雅付亚点点头,从灰狼身边走过,靠近那片娇小的花田:“是myosotis啊,真是意外,奥利弗居然想要用这东西来制毒,明明这种植物一点致幻性都没有的。更令人惊叹的是,明明是在春夏时节绽放的花朵,却在这萧条的秋季吐露芳华。”

“应该是这厂房的独特结构起到的作用吧,身为爬行类动物,我进来时就感觉到了气温比外面舒适不少。”戈夏补充道。

“奥利弗?制毒?”雷格西感到头脑有些转不过来:“所以说,这个废弃的厂房,其实是奥利弗的制毒工厂?”

“很意外吗?我刚知道时反而觉得理所应当,”戈夏道:“毕竟这里人员稀少,又有着天然的土壤条件,用来种植毒物再合适不过了。”

“所以,外公带我来这里是为了什么呢?”雷格西垂头,想到那只伪装成天使的白羊,他就会感到一阵生理性不适。

“你不是想要知道我失踪的原因吗,我觉得,这里比较安静,应该还可以多说一些题外话,毕竟,我们也算是好久不见了,以后可能还会分开一段时间。”

“什……什么,外公还要走?”雷格西大惊失色道,正向开口劝阻,却是被巨蜥用手指堵住嘴。“听我说,雷格西。”巨蜥温柔道:“外公不会害你,但你要先听听我的往事。”

陈述之前,巨蜥目光一转,细小的瞳孔注视着雅付亚前方的花田,道:“陈述之前,先让解答上一个问题吧。”

雷格西点点头,双眼跟随着巨蜥,一并飘到那朵娇小的蓝色花朵上。“它叫做myosotis,”戈夏同样俯身,蹲在黑马身边,继续道:“另一个比较大众化的叫法,是‘勿忘我’。”

 

 

床铺传来下榻的感觉,路易微微睁眼,只见那只熟悉的灰狼正坐在床边,关切地望着自己:“你去哪里了?扶我起来。
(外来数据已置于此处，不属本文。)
Issue #18741, opened 2021-09-17
Barcode missing in product_lot


lmag:
# Feature Request
The bar code and the QR code are missing which should be linked to the lot numbers and serial numbers
product/stock/productlot_card.php

PR #18742, opened 2021-09-17
NEW: Add code codebar column on serial/lot structure

FHenry:
Start dev on #18741

### DIFF
--- a/htdocs/install/mysql/migration/14.0.0-15.0.0.sql
+++ b/htdocs/install/mysql/migration/14.0.0-15.0.0.sql
@@ -91,5 +91,8 @@ ALTER TABLE llx_mrp_mo ADD COLUMN mrptype integer DEFAULT 0;
 
 DELETE FROM llx_menu WHERE type = 'top' AND module = 'cashdesk' AND mainmenu = 'cashdesk';
 
-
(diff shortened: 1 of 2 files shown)


BebZ:
Hello, 

If you add a barcode on serial/lot will it be only for internal/which purpose ? (For Manufacturing, this is really useful i understand)

But for logisitcs : there are many places where barcodes should/would be used. 

For suppliers prices : there is a recent field called "packaging" / "emballage" in french that would permit to register different levels of barcodes : we can record barcodes of the units / boxes / cartons / pallets and set with "emballage" how many selling units are inside a box / carton / pallet...

For reception/dispatch : we can record barcodes of the units / boxes / cartons / pallets
For picking : we can scan the barcode of units / boxes / cartons / pallets
For "checking" and shipping : we also scan the same barcodes.

Those are the "logistics" barcodes. 

Batch barcode is "what" : a sub-units barcode that enters the "logisitcs" ones 
or an independent barcode that is not to manage any "logistic" ?

BebZ:
?? 

Batch barcode is "what" : a sub-units barcode that enters the "logisitcs" ones
or an independent barcode that is not to manage any "logistic" ?

PR #18756, opened 2021-09-18
Show inventory in table toConsume

mschamp:
# New: add inventory in table toConsume
Add a column with the reel inventory to the production screen of manufacturing orders.
This gives the user an indication if production is possible.
Also add a warning if the inventory is to low.


htdocs/mrp/mo_production.php
```diff
@@ -149,19 +149,14 @@
...
 		$moline->fk_mo = $object->id;
 		$moline->qty = GETPOST('qtytoadd', 'int'); ;
 		$moline->fk_product = GETPOST('productidtoadd', 'int');
-		if (GETPOST('addconsumelinebutton')) {
-			$moline->role = 'toconsume';
-		} else {
-			$moline->role = 'toproduce';
-		}
+		$moline->role = 'toconsume';
 		$moline->origin_type = 'free'; // free consume line
```
hregis: Can you fix this please

$line->qty-$alreadyconsumed

Thanks

mschamp: Excuse me, I'm quite new to git and php.
I don't really understand what you mean that I have to fix.
I thought the '$line->qty' is the total number of products required and the '$alreadyconsumed' the number of products you already used in a partial production. The difference between those 2 is what is still needed to produce the other products and finish the manufacturing order.
If you can explain a little more what the problem is, I will fix it.

PR #18779, opened 2021-09-21
FIX GETPOST type check for the note of the discount on thridparty card

kkhelifa-opendsi:
FIX GETPOST type check for the note of the discount on thridparty card

### DIFF
--- a/htdocs/comm/remise.php
+++ b/htdocs/comm/remise.php
@@ -56,9 +56,9 @@ if (GETPOST('action', 'aZ09') == 'setremise') {
 	$discount_type = GETPOST('discount_type', 'int');
 
 	if (!empty($discount_type)) {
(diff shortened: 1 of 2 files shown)


htdocs/comm/remise.php
```diff
@@ -56,9 +56,9 @@
 	$discount_type = GETPOST('discount_type', 'int');
 
 	if (!empty($discount_type)) {
-		$result = $object->set_remise_supplier(price2num(GETPOST("remise")), GETPOST("note", "alphanohtml"), $user);
+		$result = $object->set_remise_supplier(price2num(GETPOST("remise")), GETPOST("note", "san_alpha"), $user);
```
eldy, line 59: The field note here seems to be a "one line text". So recommended value is "alphanohtml".
Why do you need "san_alpha" ?

PR #18781, opened 2021-09-21
NEW: minimum php version is now 7.3

FHenry:
As preview version of PHP is not supported anymore https://www.php.net/supported-versions.php we need to set minimum php version to 7.3

### DIFF
--- a/composer.json
+++ b/composer.json
@@ -24,7 +24,7 @@
 		"vendor-dir" : "htdocs/includes"
 	},
 	"require" : {
-		"php" : ">=5.6.0",
+		"php" : ">=7.3.0",
 		"ext-curl" : "*",
 		"ckeditor/ckeditor" : "4.12.1",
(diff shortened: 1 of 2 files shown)


eldy:
50% of our users. We can't betray them.

FHenry:
https://p.datadoghq.eu/sb/wtaqftsy891utpai-a1a17be3de5b82189abab454e5c90bfb?tv_mode=true

50% of the users ? Are you sure  ?
image

eldy:
This is stat of "new" installation. I was speaking about still live installations.
Just take a look at new installation that were done just in june 2020 (so users that are live today if we imagine an ERP is kept at least 1 year):
image
We are around 63%. 
And we must also include all users that was installed before (that is much higher than new users that did the installation in last 12 month, but we don't have statistics for installation before june 2020). It is difficult to say how many has stopped to use it during the year so this is why i rounded to 50% but it is probably more than that.

PR #18783, opened 2021-09-21
NEW : add showdocument hook

fr69400:
May now overwrite showdocument or change option before call this method


htdocs/adherents/card.php
```diff
@@ -2018,7 +2018,11 @@ function initfieldrequired() {
 			$genallowed = $user->rights->adherent->lire;
 			$delallowed = $user->rights->adherent->creer;
 
-			print $formfile->showdocuments('member', $filename, $filedir, $urlsource, $genallowed, $delallowed, $object->model_pdf, 1, 0, 0, 28, 0, '', '', '', (empty($object->default_lang) ? '' : $object->default_lang), '', $object);
+			$parameters = array();
+			$reshook = $hookmanager->executeHooks('showdocuments', $parameters, $object, $action);
```
eldy, line 2022: Why not including the hook inside the showdocument instead of everywhere before the call ?

PR #19370, opened 2021-11-12
ADD new stripe provider in dictionnary

ptibogxiv:
For  better informations in Dolibarr and on object/pdf (order, invoice....)


htdocs/install/mysql/migration/14.0.0-15.0.0.sql
```diff
@@ -448,3 +448,8 @@ ALTER TABLE llx_socpeople DROP COLUMN googleplus;
 ALTER TABLE llx_socpeople DROP COLUMN youtube;
 ALTER TABLE llx_socpeople DROP COLUMN whatsapp;
 
+INSERT INTO llx_c_paiement (id,code,libelle,type,active) values (100, 'KLA', 'Klarna', 1, 1);
```
eldy, line 451: If you add it into migration, you must also add it into the mysql/data/llx_c_paiement.sql file
Also, the id must not be the same value for each entry. Use 100, 101, 102...

ptibogxiv: @eldy fix done

PR #19393, opened 2021-11-16
NEW: Add option MAIN_ADD_LINE_AT_POSITION to choose position of line during insert

atm-gauthier:
When MAIN_VIEW_LINE_NUMBER is enabled, we can now choose in which position we want to add a new line (available on propal, order, invoice, propal fourn, order fourn, invoice fourn)

We select position :
image

And then it's added on selected line
image

By default, lines are added at the end as well as current workflow :
image


atm-gauthier:
Hi @eldy, for my feature the "for" loop seems to be the most appropriate but i get errors like this :

image

What's your opinion about that ?

atm-maxime:
Suggestions :
Use an input type number instead of a drop-down, because if your document has 100 lines, a drop-down will be hard to use.
The keyword OnLine for the translation might be wrongly understood, use AddLineOnPosition instead.

atm-gauthier:
@atm-maxime i agree with your proposition, i'm just waiting for @eldy feedback.
If he is ok with this feature, i will replace select by input number

atm-gauthier:
Hi @eldy, i finally did what @atm-maxime said, it's now an input number :

image

htdocs/comm/propal/class/propal.class.php
```diff
@@ -734,6 +735,10 @@ public function addline($desc, $pu_ht, $qty, $txtva, $txlocaltax1 = 0.0, $txloca
 				// Reorder if child line
 				if (!empty($fk_parent_line)) {
 					$this->line_order(true, 'DESC');
+				} elseif ($ranktouse > 0 && $ranktouse <= count($this->lines)) { // Update all rank of all other lines
+					for ($ii = $ranktouse; $ii <= count($this->lines); $ii++) {
```
frederic34, line 739: `$linecount = count($this->lines);
for ($ii = $ranktouse; $ii <= $linecount; $ii++) {`

atm-gauthier: @frederic34 you were right, it's ok now with my PR, thank you very much ! :)

atm-gauthier:
I did a new version with input number :

image

htdocs/core/tpl/objectline_create.tpl.php
```diff
@@ -309,6 +310,11 @@
 			echo '<input type="hidden" name="pbq" id="pbq" value="">';
 			echo '</span>';
 		}
+
+		if (!empty($conf->global->MAIN_VIEW_LINE_NUMBER)) {
```
eldy, line 314: I would suggest to use another constant like
MAIN_ADD_LINE_NUMBER
and keep MAIN_VIEW_LINE_NUMBER for current behaviour (read only the column)

atm-gauthier: Hi @eldy, i did it and created hidden conf "MAIN_ADD_LINE_AT_POSITION"

atm-gauthier:
@eldy i did modification you asked, can you merge this PR ?
I often have to re-merge develop in my branch... ;)

PR #19395, opened 2021-11-16
NEW show selected invoice only on paiement form

lvessiller-opendsi:
NEW show selected invoice only on paiement form
- show only one invoice if "fac_only" parameter is set
- keep the default behavour in other cases


lvessiller-opendsi:
I close this request because functionally it's not used.
We have to see all invoices linked to a third party even if there is a filter on the "facid" field.

PR #19399, opened 2021-11-17
NEW : allow specific tpl for stock correction and stock transfer

altairis-tof:
dol_include_once for tpl files


altairis-tof:
dol_include_once not working for tpl

PR #19402, opened 2021-11-17
FIX : reorder all lines when delete document line everywhere (4 documents were missing)

atm-gauthier:


htdocs/commande/card.php
```diff
@@ -216,6 +216,8 @@
 		$result = $object->deleteline($user, $lineid);
 		if ($result > 0)
 		{
+			// reorder lines
+			$object->line_order(true);
```
eldy, line 220: After a deletion, sort sort criteria should remains good. 
Why do you need this ?

atm-gauthier: Hi @eldy, it's about following PR : https://github.com/Dolibarr/dolibarr/pull/19393
For this feature to work properly, we must have no break in lines rank numerotation.
Without "$object->line_order(true);" we can get rank list like 1,2,3,5,6,7 after line 4 has been deleted, then for my feature i always need to get rank list like 1,2,3,4,5,6 after line 4 deletion.

atm-gauthier: And to be more precise, i just added the same code that is is already present in supplier propsal and propal cards !

image

PR #19414, opened 2021-11-18
NEW: Extend substitution tokens for email templates

DrBarns:
# NEW [*Extend substitution tokens for email templates to match better with existing ODT substitions*]
Added Token: __AMOUNT_REMAIN__ (amount to pay reduced by payments, deposits and credit notes)
Added Tokens: __AMOUNT_REMAIN_FORMATED__, __AMOUNT_REMAIN_LOCALE__ (same as __AMOUNT_REMAIN__ but localized)*]

This allows users to use the "correct" stipulated amount of money for a given invoice, order, etc... 
It uses the same statements as the ODT substituion for **object_remain_to_pay** and **object_remain_to_pay_locale**.


DrBarns:
**Travis CI - Failure**

Dont know to satisfy the following Travis CI test: 
"Error Failed to load doc generator with modelpaths=core/modules/usergroup/doc/ - modele=templatenamethadoesnotexist"

I just forked dolibarr and used the Netbeans 12 editor to add my code, pushed by branch and did a pull, where is the culprit?!

htdocs/core/lib/functions.lib.php
```diff
@@ -7294,10 +7294,20 @@ function getCommonSubstitutionArray($outputlangs, $onlykey = 0, $exclude = null,
...
+			$sumdeposit = $object->getSumDepositsUsed();
+			$sumcreditnote = $object->getSumCreditNotesUsed();
+			$already_payed_all = $sumpayed + $sumdeposit + $sumcreditnote;
+		}
+
 		$substitutionarray['__DATE_YMD__']        = is_object($object) ? (isset($object->date) ? dol_print_date($object->date, 'day', 0, $outputlangs) : null) : '';
 		$substitutionarray['__DATE_DUE_YMD__']    = is_object($object) ? (isset($object->date_lim_reglement) ? dol_print_date($object->date_lim_reglement, 'day', 0, $outputlangs) : null) : '';
 
 		$substitutionarray['__AMOUNT__']          = is_object($object) ? $object->total_ttc : '';
+		$substitutionarray['__AMOUNT_FORMATED__']          = is_object($object) ? ($object->total_ttc ? price($object->total_ttc, 0, $outputlangs, 0, 0, -1, $conf->currency) : null) : '';
```
eldy, line 7308: If price is "formated", you should use -1 as parameter 5th parameter

eldy: The error on travis may come because you make a 
$object->getSommePaiement();
$object->get...
So you call method that does not always exists for some objects. 
Try to test that method exists on object before calling them.

DrBarns: > If price is "formated", you should use -1 as parameter 5th parameter

I've copied the line from version 13 working dolibarr installation.  I'm sorry not using the most current version, fixed in the commit. 

> The error on travis may come because you make a $object->getSommePaiement(); $object->get... So you call method that does not always exists for some objects. Try to test that $object->element == 'facture' before calling them so you are sure methods exists.

Used "instanceof" to better support polymorphism, fixed in the commit

DrBarns:
Fixed the code as requested , thank you for the hint.

PR #19417, opened 2021-11-19
FIX : Supplier order stats 

atm-adrien:
## FIX : Supplier order stats 

There was an error when filter on state (with the multiselect)


htdocs/commande/stats/index.php
```diff
@@ -46,7 +46,9 @@
 	accessforbidden();
 }
 
-$object_status = GETPOST('object_status', 'intcomma');
+$object_status = GETPOST('object_status', 'array');
```
eldy, line 49: object_status does not seem to be an array.
I do not experience trouble on page of stats of order, even when using the filter on status

atm-adrien: Done @eldy

PR #19424, opened 2021-11-19
FIX: user employee tab: offset in open days messes up holiday length calculation

marc-dll:


eldy:
I think this bug is already fixed but differently on develop branch. Can you reproduce the bug on develop ? If yes, can you describe your timezone and data you enter to reproduce it on dev ?

marc-dll:
Still the same in develop. I created the following leave request :
Capture d’écran de 2021-12-10 17-42-15

As you can see, as 14/07 is an off day in France, the calculation of 3 days is correct.

The display is OK in the leave request list :
Capture d’écran de 2021-12-10 17-43-44


But in the HR/bank tab, I see the following :
Capture d’écran de 2021-12-10 17-44-00

In Settings > PHP Info, my timezone section is the following :
Capture d’écran de 2021-12-10 17-44-12

PR #19425, opened 2021-11-19
FIX: project timesheet: public holidays offset by 1 day

marc-dll:
+ small unused code cleanup


eldy:
Can you describe how to reproduce the pb ? Is is still bugged into develop (a lot of change were done related to this in v14/develop) ?

marc-dll:
Just tested in latest develop and it is still bugged.

At first, you must have the const `MAIN_DEFAULT_WORKING_DAYS` defined to a correct value (it is empty by default). Otherwise, as pointed out in #19420 , every day will be displayed as a weekend day, in grey (td with class `weekend`), whether or not it is an offday.

Then, for example, offdays will be in yellow but offset (when there are not true weekend days as Christmas and New Year's will be soon).

PR #19426, opened 2021-11-19
NEW: make unicity for user assigned(responsible) on ticket from anyways

FHenry:
NEW: make unicity for user assigned(responsible) on ticket from anyways


eldy:
Can you describe me more the goal of this new feature ? I don't understand by reading the code...

FHenry:
Actually you have two way to assign user on ticket, one into card and antoher into Contact tabs. The goal of this feature is to set internal contact on same value as user assign card field whatever you decide to use Contact (internal) tabs or use assign card field

eldy:
I see. I did some test on v16:  
- When you assign from the main ticket card, it automatically also assign contact on "contact-tab".
- But when you assign from the contact-tab, it does not change nothing on the ticket card.
So I validate PR to see if this fixes the second point...

eldy:
Trouble seems partially fixed after the merge.
If i remove an assignement from the tab "Contact", it is not removed on the ticket card.
Also if i assign 2 guys form contact tab (one contributor, one use rassigned), if i modified use rassigned from the ticket, all are removed, even if the other assignement has the type "Contributor" and not "User assigned". We should removed only link for "User assigned".
Can you check @FHenry the PR merge ?

PR #19444, opened 2021-11-21
NEW support of Stripe Terminal with Takepos

ptibogxiv:
With availability in Europe (France, UK, Ireland...) 
Only support smart readers ie javascript and not only iOs and Android 

@eldy @andreubisquerra


ptibogxiv:
PR functionnal with virtual test reader include in stripe SDK and demo card include in code

ptibogxiv:
Terminal ordered with test card and shipping planned for this week
further development in few days

ptibogxiv:
Just need more informations when error and loading

ptibogxiv:
@eldy @andreubisquerra now is fully fonctionnal! test with Stripe smart reader  bbpos wisepos E

I introduce some notifications for following the actions and errors ie pin error or card declined (can be used by other code)

meuchels:
I added this to my configuration and it works swell but the payment screen "pay.php" still shows "Credit Card" as a payment type. I believe credit card still has to be active for this to work but the extra button on the GUI in TakePOS is confusing.

htdocs/takepos/pay.php
```diff
@@ -51,11 +53,60 @@
...
+	});
+}
+</script>
+<?php }
 
 /*
  * View
  */
 
+if (!empty($conf->stripe->enabled) && (empty($conf->global->STRIPE_LIVE) || GETPOST('forcesandbox', 'alpha'))) {
```
eldy, line 106: If "CASHDESK_ID_BANKACCOUNT_STRIPETERMINAL".$terminaltouse  is not set, it means we didn't configure to use stripe for payment on takepos. Right ?
If right, can you add a condition here to avoid warning when not required.

htdocs/takepos/pay.php
```diff
@@ -314,7 +521,11 @@ function ValidateSumup() {
 	),
 );
 $numpad = $conf->global->TAKEPOS_NUMPAD;
-
+if (!empty($conf->stripe->enabled) && !empty($conf->global->STRIPE_CARD_PRESENT)) {
```
eldy, line 524: Same here: If "CASHDESK_ID_BANKACCOUNT_STRIPETERMINAL".$terminaltouse is not set, we should not output the message.

htdocs/takepos/pay.php
```diff
@@ -421,8 +632,18 @@ function ValidateSumup() {
 	$i = $i + 1;
 }
 
-$keyforsumupbank = "CASHDESK_ID_BANKACCOUNT_SUMUP".$_SESSION["takeposterminal"];
+if (!empty($conf->stripe->enabled) && !empty($conf->global->STRIPE_CARD_PRESENT)) {
```
eldy, line 635: Same. Must be used only if stripe payment enabled for the current terminal $_SESSION["takeposterminal"]

htdocs/takepos/pay.php
eldy: @ptibogxiv Can you check this ?

PR #22573, opened 2022-10-13
Close #22571 : order by could be set

### LINKED ISSUE #22571: sellist and Sortfield: Sortfield is not used
### Bug

For example if i have a model with that sort of definition:

```
'docpdf => array('type'=>"sellist:document_model:libelle:rowid::nom IS NOT NULL AND nom NOT LIKE 'ODT_%':type",'label'=>'PDFDocument', 'enabled'=>'1', 'position'=>120, 'notnull'=>-1, 'visible'=>1,),
```

The SQL request build was

```
SELECT rowid as rowid, libelle FROM llx_document_model WHERE nom IS NOT NULL AND nom NOT LIKE 'ODT_%' ORDER BY libelle
```

so last ":type" is not used as ORDER BY close like documentation seems to says:

```
'sellist:TableName:LabelFieldName[:KeyFieldName[:KeyFieldParent[:Filter[:Sortfield]]]]',
```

”

灰狼微微点头,双臂从路易腋下穿过,路易费力爬起身子,奇怪,为什么感觉不到灰狼的力气?算了,不跟他计较。

路易将枕头立起,背靠在枕头上,问道:“你去哪里了,还有,我昏迷了几天?”

“我哪里也没去,一直都在少爷身边。”灰狼如是答道。

“那我刚才醒过来时怎么没见你?”路易眯眼,揉揉太阳穴。

“老大,你醒了!”从稍远的方向传来雄厚的狮子嗓音。路易微微愣神,再次睁开眼时,床边早已不见那只灰狼的身影。

“伊吹……”路易目光呆滞,忽然,痛苦的感觉从脑海中蔓延,他感到无力,他感到绝望,他感到悲怆,他感到折磨……他感到一切负面的情绪从自己的四肢八骸传播,最后凝聚在泪腺处,以泪水的形式脱离他的躯体,可是……这并不能消减他的痛苦,他渴望,他思念,他牵挂……大滴的泪水从眼角留下,而他无力抹去,只是抚着胸口,痛苦的干呕。

“老……老大,你没事吧!”伊吹匆忙跑向红鹿,想要尽自己所能,分担几分红鹿的痛苦。

“我没事了,你先出去吧。”待到稍微舒服一点后,路易对雄狮说道。

“好的,老大,您稍等,我现在就去寻找那只灰狼的下落,明明我已经吩咐了让他寸步不离地照顾你的。”说完,伊吹便是一阵风般,冲出房间。

凝望着伊吹离去的背影,路易叹息一声:如果是那只灰狼的话,无论说什么都不会离开的吧,可是,你现在又在哪里呢?